- Passwords are cumbersome, ineffective, and involved in 80% of hacking-related data breaches — but they are deeply entrenched in our personal and work cultures.
- New research shows companies are working to get rid of passwords entirely, and new AI technologies can now authenticate identities by voice patterns or how you text.
- Next week, 45,000 cybersecurity professionals will convene in San Francisco to show off the latest tech vying to replace passwords — but can the security industry find consensus on universal solutions?
- Visit Business Insider's homepage for more stories.
Everyone seems to hate passwords. They're hard to remember, a hassle to reset — and they don't work. About 80% of hacking-related breaches each year involve stolen or weak passwords, according to Verizon's Data Breach Investigations Report.
New research, tech, and alliances suggest we may finally be making progress in getting rid of them. In a new survey of 2,500 IT professionals, who often oversee companies' new security approaches, two-thirds of the respondents said their companies would adopt passwordless authentication for employees and customers.
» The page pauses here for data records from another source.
PR #396, opened 2020-02-06
Move Python 2.6 unit tests to tox, Circle CI config clean up

Kami:
This pull request updates Circle CI config so it gets rid of some of the unused attributes.

In addition to that, it updates ``unittest-26`` job so it uses the same tox + py.test approach as we use for other unit test jobs. This way all the unit test jobs now follow the same consistent approach.

Getting this to work under Python 2.6 was a bit more involved since a lot of newer versions of the libraries we depend on don't support Python 2.6 anymore, so I need to use older versions in some places.

---

Now that those changes are in place, I believe we can also remove some of the now unused / deprecated code.

This means files such as ``all_tests.py`` and ``run_tests.py``.

I know currently there is some logic in the agent and build package script to determine if a dev version if being ran based on the presence of ``run_tests.py`` file.

We can update that logic to use ``conftest.py`` or some other file for that purpose. Right now we ship tests with distribution artifact so in this case, I also believe we should leave all the files which are needed to run those tests in place aka also included in the distribution tarball.

So I think it's better to use some other "dummy_file" for that purpose.


.circleci/config.yml
```diff
@@ -37,8 +37,6 @@ jobs:
     working_directory: ~/scalyr-agent-2
     docker:
       - image: circleci/python:3.8
-        environment:
-          PYTHONPATH=./scalyr_agent/third_party
```
Kami: Those lines are not used since the tests and code rely on ``scalyr_init`` adding that directory to PYTHONPATH so it's better to remove it to reduce confusion.

.circleci/config.yml
```diff
@@ -106,13 +96,30 @@ jobs:
             .coverage.unittest-27
 
   unittest-26:
+    working_directory: ~/scalyr-agent-2
     docker:
-      - image: circleci/python:2.7-jessie
+      - image: dockershelf/python:2.6-dev
+        environment:
+          PYTHONPATH=./scalyr_agent/third_party
```
czerwingithub: Since scalyr_init modifies the path, do you need this?  (Just going based on your other comments)

tox.ini
```diff
@@ -20,6 +19,28 @@ whitelist_externals =
...
 
+# NOTE: Older version of tox which still supports Python 2.6 doesn't support installing
+# requirements from a file so we need to declare them inline
+# In addition to that, we need to use older versions of some of the libraries
+# (importlib, pytest, etc.)
+# We can get rid of this once we drop Python 2.6 support.
+[testenv:py2.6-unit-tests]
+basepython = python2.6
+install_command = pip install -U --force-reinstall {opts} {packages}
+deps =
```
czerwingithub: We need to make sure this stays in sync with the requirements file, right?  If so, how about adding documentation to it that if you modify the requirements, this should be updated as well.

.circleci/config.yml
Kami: You are correct, I will remove it.

tox.ini
Kami: Yeah, my plan for a future PR was to improve that since right now the approach we use is not ideal (we shove test + dev requirements in a same file), in addition to that, those requirements are also copy and pasted in various places (Dockerfile, etc. and they are not even pinned to a specific / same version everywhere).

So my plan was to split ``dev-requirements.txt`` into multiple requirements file and then use those files as applicable (to avoid duplicating this data in multiple places).

If you think it belongs here, I can also add those changes here instead of working on them in a separate future PR.

Kami:
And to provide some actual data (with the disclaimer that those values vary based on a lot of factors such as test timing, was cache used, etc.):

With my optimizations / changes from other PR which has already been merged into master:

```bash
Usage data for recent workflow runs for workflow "unittest" with status="success" and branch "master"

Workflow ID: 9c8f5283-1793-4ddd-b157-a38369271c26 (https://circleci.com/workflow-run/9c8f5283-1793-4ddd-b157-a38369271c26)
Start time: 2020-02-05T22:47:15.390Z
Duration: 361 seconds
Status: success
Total duration: 361 seconds
Credits used: 352 (~0.21 USD)

```

With additional optimization / changes from this PR:

```bash
Usage data for recent workflow runs for workflow "unittest" with status="success" and branch "test_runner_cleanup"

Workflow ID: 1c022a39-de70-4ad6-851f-6c3e98450c7a (https://circleci.com/workflow-run/1c022a39-de70-4ad6-851f-6c3e98450c7a)
Start time: 2020-02-06T15:34:17.317Z
Duration: 375 seconds
Status: success
Total duration: 375 seconds
Credits used: 313 (~0.19 USD)
```

In short, it should save a couple of more credits.

.circleci/config.yml
Kami: Removed in e15c2eed6d488a938a6954322b733d225aa51b30.

tox.ini
Kami: In the mean time, I went with a change so we read all dependencies for py2.6-unit-tests target from a file.

Kami:
I pushed some more Circle CI config cleanup - there is now less duplicated code since we rely on parameters in more places.

PR #528, opened 2020-04-29
AGENT-377: Certificate verification when accessing the kubelet 

yanscalyr:
Still needs unit tests and a string conversion case to be covered.

### DIFF
--- a/docs/monitors/kubernetes_monitor.md
+++ b/docs/monitors/kubernetes_monitor.md
@@ -243,7 +243,7 @@ when starting to log a containers \
 |||# ``k8s_kubelet_host_ip``              ||| Optional (defaults to None). Defines the host IP address for the Kubelet \
                                               API. If None, the Kubernetes API will be queried for it
 |||# ``k8s_kubelet_api_url_template``     ||| Optional (defaults to https://${host_ip}:10250). Defines the port and \
-                                              protocol to use when talking to the kubelet API,allowed template \
+                                              protocol to use when talking to the kubelet API. Allowed template \
                                               variables are `node_name` and `host_ip`.
 |||# ``k8s_sidecar_mode``                 ||| Optional, (defaults to False). If true, then logs will only be collected \
                                               for containers running in the same Pod as the agent. This is used in \
--- a/docs/monitors/kubernetes_monitor.md
+++ b/docs/monitors/kubernetes_monitor.md
@@ -243,7 +243,8 @@ when starting to log a containers \
 |||# ``k8s_kubelet_host_ip``              ||| Optional (defaults to None). Defines the host IP address for the Kubelet \
                                               API. If None, the Kubernetes API will be queried for it
 |||# ``k8s_kubelet_api_url_template``     ||| Optional (defaults to https://${host_ip}:10250). Defines the port and \
-                                              protocol to use when talking to the kubelet API
+                                              protocol to use when talking to the kubelet API,allowed template \
+                                              variables are `node_name` and `host_ip`.
 |||# ``k8s_sidecar_mode``                 ||| Optional, (defaults to False). If true, then logs will only be collected \
                                               for containers running in the same Pod as the agent. This is used in \
                                               situations requiring very high throughput.
--- a/scalyr_agent/builtin_monitors/kubernetes_monitor.py
+++ b/scalyr_agent/builtin_monitors/kubernetes_monitor.py
@@ -392,7 +392,8 @@ define_config_option(
 define_config_option(
     __monitor__,
     "k8s_kubelet_api_url_template",
-    "Optional (defaults to https://${host_ip}:10250). Defines the port and protocol to use when talking to the kubelet API",
+    "Optional (defaults to https://${host_ip}:10250). Defines the port and protocol to use when talking to the kubelet API,"
+    "allowed template variables are `node_name` and `host_ip`.",
     convert_to=six.text_type,
     default="https://${host_ip}:10250",
     env_aware=True,
@@ -2044,7 +2045,8 @@ class CRIEnumerator(ContainerEnumerator):
             host_ip=kubelet_api_host_ip,
             node_name=node_name,
             kubelet_url_template=Template(kubelet_api_url_template),
-            ca_file=global_config.k8s_service_account_cert,
+            verify_https=global_config.k8s_verify_kubelet_queries,
+            ca_file=global_config.k8s_kubelet_ca_cert,
         )
         self._query_filesystem = query_filesystem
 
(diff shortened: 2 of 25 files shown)


docs/monitors/kubernetes_monitor.md
```diff
@@ -243,7 +243,8 @@ when starting to log a containers \
 |||# ``k8s_kubelet_host_ip``              ||| Optional (defaults to None). Defines the host IP address for the Kubelet \
                                               API. If None, the Kubernetes API will be queried for it
 |||# ``k8s_kubelet_api_url_template``     ||| Optional (defaults to https://${host_ip}:10250). Defines the port and \
-                                              protocol to use when talking to the kubelet API
+                                              protocol to use when talking to the kubelet API,allowed template \
```
czerwingithub, line 246: Replace comma with period to start a new sentence.. Capitalize `allowed`.

scalyr_agent/builtin_monitors/kubernetes_monitor.py
```diff
@@ -392,7 +392,8 @@
 define_config_option(
     __monitor__,
     "k8s_kubelet_api_url_template",
-    "Optional (defaults to https://${host_ip}:10250). Defines the port and protocol to use when talking to the kubelet API",
+    "Optional (defaults to https://${host_ip}:10250). Defines the port and protocol to use when talking to the kubelet API,"
+    "allowed template variables are `node_name` and `host_ip`.",
```
czerwingithub, line 396: Same comment as above.

scalyr_agent/monitor_utils/k8s.py
```diff
@@ -2133,12 +2133,17 @@ def __init__(
         self,
         k8s,
         host_ip=None,
+        node_name=None,
+        verify_https=False,
```
czerwingithub, line 2137: Let's default this to True.

scalyr_agent/monitor_utils/k8s.py
```diff
@@ -2160,21 +2165,30 @@ def __init__(
...
+            FALLBACK_KUBELET_URL_TEMPLATE, host_ip, node_name
         )
         self._timeout = 20.0
 
     @staticmethod
-    def _build_kubelet_url(kubelet_url, host_ip):
-        if host_ip:
-            return kubelet_url.substitute(host_ip=host_ip)
+    def _build_kubelet_url(kubelet_url, host_ip, node_name):
+        if node_name or host_ip:
```
czerwingithub, line 2178: I think this should be an `and`.  I believe the original intention was to refuse to build a URL if you didn't have the host ip.

scalyr_agent/monitor_utils/k8s.py
```diff
@@ -2183,14 +2197,25 @@ def query_api(self, path):
...
-                    limit_once_per_x_secs=3600,
-                    limit_key="unverified-kubelet-request",
+            verify_connection = self._verify_connection()
+            if not verify_connection:
+                with warnings.catch_warnings():
+                    warnings.simplefilter(
+                        "ignore",
+                        category=requests.packages.urllib3.exceptions.InsecureRequestWarning,
+                    )
+                    response = self._session.get(
```
czerwingithub, line 2207: Let's create a method on this object called `_get(url, verify)` which simply invokes `_session.get`.  Use that method here and below.  Then, for testing, just do a mock path on the object to replace `_get` with a mock.  You can use that to write test cases for both checking `_get` is being invoked with the right parameters, and that the object fallsback appropriately when `_get` returns an error.

scalyr_agent/monitor_utils/k8s.py
yanscalyr: I was thinking of a case where we have one but not the other, we would still be able to build a valid url. But a case where either is missing would be exceptional so and might be better.

scalyr_agent/builtin_monitors/tests/kubernetes_monitor_test.py
```diff
@@ -555,3 +567,145 @@ def run_test():
...
+                sys.stdout, sys.stderr = old_out, old_err
+
+    def test_error_response(self):
+        def fake_get(self, url, verify):
+            resp = FakeResponse()
+            resp.status_code = 404
+            return resp
+
+        with mock.patch.object(KubeletApi, "_get", fake_get):
+            try:
```
czerwingithub, line 672: I think you want to use `self.assertRaises` here.

scalyr_agent/builtin_monitors/tests/kubernetes_monitor_test.py
```diff
@@ -555,3 +567,145 @@ def run_test():
...
+                api = KubeletApi(
+                    FakeKubernetesApi(), host_ip="127.0.0.1", node_name="FakeNode",
+                )
+                api.query_stats()
+                self.assertTrue(False)
+            except KubeletApiException:
+                pass
+
```
czerwingithub, line 680: Can you also add in a test case where you return a `403` to trigger switching to the fallback URL?

scalyr_agent/monitor_utils/k8s.py
```diff
@@ -2160,21 +2165,33 @@ def __init__(
...
+            return kubelet_url.substitute(node_name=node_name, host_ip=host_ip)
         return None
 
     def _switch_to_fallback(self):
         self._kubelet_url = self._fallback_kubelet_url
 
+    def _verify_connection(self):
+        """ Return whether or not to use SSL verification
+        """
+        if self._verify_https and self._ca_file:
```
Kami, line 2188: Should we throw inside the constructor where we set the config values if ``verify_https`` is true, but ``ca_file`` doesn't exist (or is None)?

Or will we just outsource that to requests?

scalyr_agent/monitor_utils/k8s.py
```diff
@@ -2183,15 +2200,22 @@ def query_api(self, path):
...
-                response = self._session.get(url, timeout=self._timeout, verify=False)
-            if self._kubelet_url.startswith("https://"):
-                global_log.warn(
-                    "Accessing Kubelet with an unverified HTTPS request.",
-                    limit_once_per_x_secs=3600,
-                    limit_key="unverified-kubelet-request",
-                )
+            verify_connection = self._verify_connection()
+            if not verify_connection:
+                with warnings.catch_warnings():
```
Kami, line 2205: We could actually make our own context manager which uses ``warnings.catch_warnings()`` underneath. This would save us a couple of lines of code (and come handy if we want to use the same pattern in multiple places).

Then we could do something like:

```python
with context_managers.ignore_insecure_warnings(verify_connection=verify_connection):
   ....
```

Not a blocker for now, but something we should consider if we use this pattern in multiple places. And it would make "unit level" testing a bit easier as well.

PR #529, opened 2020-04-30
Add namespace whitelist capability for Kubernetes

czerwingithub:
Adds in a namespace whitelist capability to Kubernetes in addition to blacklist.  This allows customers to only collect logs from pods running from a specific set of namespaces.

Note, I have not finished writing all of the test cases but I wanted you to get an early review of this because I'll need to merge this in later tonight.

### DIFF
--- a/scalyr_agent/configuration.py
+++ b/scalyr_agent/configuration.py
@@ -73,6 +73,7 @@ class Configuration(object):
     """
 
     DEFAULT_K8S_IGNORE_NAMESPACES = ["kube-system"]
+    DEFAULT_K8S_INCLUDE_NAMESPACES = ["*"]
 
     def __init__(self, file_path, default_paths, logger):
         # Captures all environment aware variables for testing purposes
@@ -1788,7 +1789,7 @@ class Configuration(object):
         self.__verify_or_set_optional_array_of_strings(
             config,
             "k8s_include_namespaces",
-            ["*"],
+            Configuration.DEFAULT_K8S_INCLUDE_NAMESPACES,
             description,
             apply_defaults,
             separators=[None, ","],
--- a/scalyr_agent/configuration.py
+++ b/scalyr_agent/configuration.py
@@ -420,6 +420,10 @@ class Configuration(object):
         return self.__get_config().get_json_array("k8s_ignore_namespaces")
 
     @property
+    def k8s_include_namespaces(self):
+        return self.__get_config().get_json_array("k8s_include_namespaces")
+
+    @property
     def k8s_api_url(self):
         return self.__get_config().get_string("k8s_api_url")
 
@@ -1776,6 +1780,15 @@ class Configuration(object):
             config,
             "k8s_ignore_namespaces",
             Configuration.DEFAULT_K8S_IGNORE_NAMESPACES,
+            description,
+            apply_defaults,
+            separators=[None, ","],
+            env_aware=True,
+        )
+        self.__verify_or_set_optional_array_of_strings(
+            config,
+            "k8s_include_namespaces",
+            ["*"],
             description,
             apply_defaults,
             separators=[None, ","],
--- a/scalyr_agent/monitor_utils/k8s.py
+++ b/scalyr_agent/monitor_utils/k8s.py
@@ -111,9 +111,6 @@ def cache(global_config):
         @param config: The configuration
         @type config: A Scalyr Configuration object
     """
-    # split comma delimited string of namespaces to ignore in to a list of strings
-    # TODOcz:
-
     cache_config = _CacheConfig(
         api_url=global_config.k8s_api_url,
         verify_api_queries=global_config.k8s_verify_api_queries,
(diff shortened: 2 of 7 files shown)


czerwingithub:
@imron Ok, this PR isn't quite finished but it's close enough for you to take a look.  I believe I just have to finish filling out some of the unit tests (and I've already defined them).  But, I ran out of time before I need to step away.  I'll work with you tonight to get this merged in.

scalyr_agent/configuration.py
```diff
@@ -1781,6 +1785,15 @@ def __verify_main_config_and_apply_defaults(
             separators=[None, ","],
             env_aware=True,
         )
+        self.__verify_or_set_optional_array_of_strings(
+            config,
+            "k8s_include_namespaces",
+            ["*"],
```
imron, line 1791: For consistency with `k8s_ignore_namespaces` maybe we should define `Configuration.DEFAULT_K8S_INCLUDE_NAMESPACES` as a constant value set to `["*"]`

scalyr_agent/monitor_utils/tests/k8s_test.py
```diff
@@ -513,6 +514,68 @@ def test_no_prefetch(self):
...
+        self.assertFalse(test_filter.passes("kube"))
+
+    def test_basic_whitelist_and_blacklist(self):
+        test_filter = K8sNamespaceFilter(
+            global_include=["scalyr", "your-app", "kube"],
+            global_ignore=["kube", "testing"],
+        )
+        self.assertTrue(test_filter.passes("scalyr"))
+        self.assertTrue(test_filter.passes("your-app"))
+        self.assertFalse(test_filter.passes("kube"))
```
imron, line 554: For completeness, do we also want to test `self.assertFalse(test_filter.passes("testing"))`

scalyr_agent/monitor_utils/k8s.py
```diff
@@ -210,6 +209,156 @@ class KubeletApiException(Exception):
...
+        else:
+            return key not in self.__blacklist
+
+    def __str__(self):
+        if self.__whitelist is not None:
+            return "include_only=%s" % ",".join(self.__whitelist)
+        else:
+            return "exclude=%s" % ",".join(self.__blacklist)
+
+    def __eq__(self, other):
```
imron, line 355: In python 2:

> The truth of x==y does not imply that x!=y is false. Accordingly, when defining __eq__(), one should also define __ne__() so that the operators will behave as expected.

In python 3:

> By default, __ne__() delegates to __eq__() and inverts the result unless it is NotImplemented. 

To ensure consistency between 2 and 3, we should define `__ne__`.  [This SO post](https://stackoverflow.com/a/30676267) suggests it's better in python2 to define `__ne__` as `not ==` e.g.

```
def __ne__(self, other):
        return not self == other
```

scalyr_agent/monitor_utils/k8s.py
```diff
@@ -111,9 +112,7 @@ def cache(global_config):
         @type config: A Scalyr Configuration object
     """
     # split comma delimited string of namespaces to ignore in to a list of strings
-    namespaces_to_ignore = []
-    for x in global_config.k8s_ignore_namespaces:
-        namespaces_to_ignore.append(x.strip())
+    # TODOcz:
```
imron, line 115: What is left todo here?

scalyr_agent/monitor_utils/k8s.py
czerwingithub: Thanks, I didn't know about that nuance.  Implemented as you suggested.

scalyr_agent/monitor_utils/tests/k8s_test.py
czerwingithub: Done.

scalyr_agent/configuration.py
czerwingithub: Done.

scalyr_agent/monitor_utils/k8s.py
czerwingithub: Sorry, that was a left over marker for myself to modify some lines which I did.  That code was all dead there.

scalyr_agent/monitor_utils/k8s.py
imron: I had to look it up myself, but I had a vague memory that python2 had different behavior.

scalyr_agent/monitor_utils/k8s.py
imron: Yeah I figured that was likely the case.

czerwingithub:
@imron Thanks, yeah, you are right it would be good to have those tests.  I am about to sign off for the evening, so if you feel it's something you can put together in a few hours, yes, that would be great if you could do it.   I'm going to merge this change.

imron:
Sounds good, merge in the change and then I'll submit a separate PR for the tests.

PR #530, opened 2020-05-01
Add monitor utils tests to tox targets.

ArthurKamalov:
Tests for monitors utils were not added into tox targets, so it could not calculate coverage for them too.

Also, there is a small fix that does sorting of the namespaces in `K8sNamespaceFilter` before creating a string from it, to provide stable results.

### DIFF
--- a/scalyr_agent/monitor_utils/k8s.py
+++ b/scalyr_agent/monitor_utils/k8s.py
@@ -345,9 +345,9 @@ class K8sNamespaceFilter(object):
 
     def __str__(self):
         if self.__whitelist is not None:
-            return "include_only=%s" % ",".join(self.__whitelist)
+            return "include_only=%s" % ",".join(sorted(self.__whitelist))
         else:
-            return "exclude=%s" % ",".join(self.__blacklist)
+            return "exclude=%s" % ",".join(sorted(self.__blacklist))
 
     def __eq__(self, other):
         if self.__whitelist is not None:
--- a/tox.ini
+++ b/tox.ini
@@ -35,7 +35,7 @@ commands =
     # isolated from other tests
     # NOTE 2: We write junit XML file for nicer visualization on Circle CI
     rm -rf test-results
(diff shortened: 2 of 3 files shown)


tox.ini
```diff
@@ -35,7 +35,7 @@ commands =
     # isolated from other tests
     # NOTE 2: We write junit XML file for nicer visualization on Circle CI
     rm -rf test-results
-    py.test scalyr_agent/tests scalyr_agent/builtin_monitors/tests -vv --durations=5 -m "not memory_leak and not json_lib" --junitxml=test-results/junit-1.xml
+    py.test scalyr_agent/tests scalyr_agent/builtin_monitors/tests scalyr_agent/monitor_utils/tests -vv --durations=5 -m "not memory_leak and not json_lib" --junitxml=test-results/junit-1.xml
```
Kami, line 38: Good catch.

In the future we could perhaps also re-organize this a bit more to utilize py.test markers for everything and only specify top-level directory for tests.

Right now some of the tests intentionally run as part of a separate process to avoid cross test pollution.

scalyr_agent/monitor_utils/k8s.py
```diff
@@ -345,9 +345,9 @@ def __contains__(self, key):
 
     def __str__(self):
         if self.__whitelist is not None:
-            return "include_only=%s" % ",".join(self.__whitelist)
+            return "include_only=%s" % ",".join(sorted(self.__whitelist))
```
Kami, line 348: :+1:

tox.ini
ArthurKamalov: Yeah, good idea.

czerwingithub: We could also make a sane directory structure for tests.  I was going to suggest we check test inclusion using a pylint checker, but since this is an `ini` file, it makes importing some sort of shared "these are the test directories" variable a little more difficult (I believe).

Kami: I agree.

@ArthurKamalov and I already briefly talked about that in the past.

I personally think all the tests should either live in ``tests/`` or ``scalyr_agent/tests`` directory (and sub-directories, as necessary).

PR #531, opened 2020-05-01
Fix issue with dynamic module includes

czerwingithub:
Fix issue caused by passing in a `set` instead of a `list`.


yanscalyr:
> Fix issue caused by passing in a `set` instead of a `list`.

I assume you mean the other way around right?

czerwingithub:
Eh, yeah, I worded that wrong.  I'll fix that on merge.

PR #532, opened 2020-05-01
Fix incorrect namespace in service account

czerwingithub:


czerwingithub:
@yanscalyr I'm pretty sure this is the right fix to make.  I have to think we didn't get reports of this issue because either (1) users saw the problem on their own and fixed it or (2) if they had previous installed the Scalyr Agent on the cluster in the default namespace, they wouldn't have hit the issue (but they could be possibly using the old service account permissions).

PR #533, opened 2020-05-04
Move all the agent unit tests to the tests/unit/ directory

Kami:
This pull request moves all the existing agent unit tests to the ``tests/unit/`` directory.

And last week, Apple joined the FIDO Alliance, an association that advocates new authentication standards to help reduce reliance on passwords. Microsoft, Google, Intel, and other big companies are already FIDO members, and Apple was seen by some as a holdout. Microsoft has also said it's working to kill off passwords, at least for internal use.
Passwords will also come under scrutiny as 45,000 cybersecurity workers convene in San Francisco next week for the RSA Conference, where "The Human Element" is the theme and dozens of talks and sessions will discuss identity-authentication methods besides remembered passwords.
"Passwords are for tree houses," said the legendary social-engineering hacker Frank Abagnale, who is the subject of the movie "Catch Me If You Can" and will speak at the conference on the link between passwords and terrorism. Abagnale is an evangelist for Trusona, a startup that produces software for large enterprises, including Aetna and Nippon Telegraph and Telephone, to build passwordless authentication for their users.
Another company bringing new password-killing methods to RSA is Nuance, which makes enterprise software that uses conversational artificial intelligence to prevent financial fraud. The company's biometrics can identify and verify customers on the phone based on patterns of speech, vocabulary, and even how someone taps on a phone when they text.
Despite all the research and tech that has been employed to dump passwords, we still have a long way to go. Forty-two percent of the same IT pros who said their companies would dump passwords said some users in their companies still use sticky notes to keep track of the codes, according to a Ponemon Institute survey sponsored by Yubico, a Silicon Valley provider of hardware authentication security keys.
Why has it been so hard to get from sticky notes to passwordless authentication? Passwords are entrenched in society, and while alternatives are popping up everywhere, consensus is slow to gel.
"Passwords have long been the de facto standard for protecting sensitive data," Steve Povolny, the head of advanced-threat research for the cybersecurity firm McAfee, said. "These days, there are many options that could take the place of the password and, in several instances, already have."
But the variety options combined with technical limitations make a unified solution difficult.
A December report from the analyst firm Gartner said the many options for doing away with passwords may be a key part of the challenge.
"There are many ways to eliminate passwords, improving the user/customer experience and/or enhancing security; however, technological constraints make a universal approach elusive. Security and risk management leaders … need a cohesive strategy across key use cases," the report said.